# Task instructions
Nothing but a full, exact copy of the data is needed.

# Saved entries
[Start of section]
PR #850, opened 2021-11-05
Update grpc, and update credentials_manager to use FileWatcherCertificateProvider

koconnor29:
Also include a few other small things:

- bump gRPC version from 1.33.2 to 1.35.0
- add a test for credentials_manager
- update go toolchain
- add a missing include statement to admin_service.cc

Fixes: #844

PR #851, opened 2021-11-05
Add missing signal.h includes

bocon13:
Required for failing tests in #850 

Not sure why compilation failures are happening now... possibly due to a dropped include in newer versions of gRPC

cc: @koconnor29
[End of section]
# Written solution
PR #850, opened 2021-11-05
Update grpc, and update credentials_manager to use FileWatcherCertificateProvider

koconnor29:
Also include a few other small things:

- bump gRPC version from 1.33.2 to 1.35.0
- add a test for credentials_manager
- update go toolchain
- add a missing include statement to admin_service.cc

Fixes: #844

PR #851, opened 2021-11-05
Add missing signal.h includes

bocon13:
Required for failing tests in #850 

Not sure why compilation failures are happening now... possibly due to a dropped include in newer versions of gRPC

cc: @koconnor29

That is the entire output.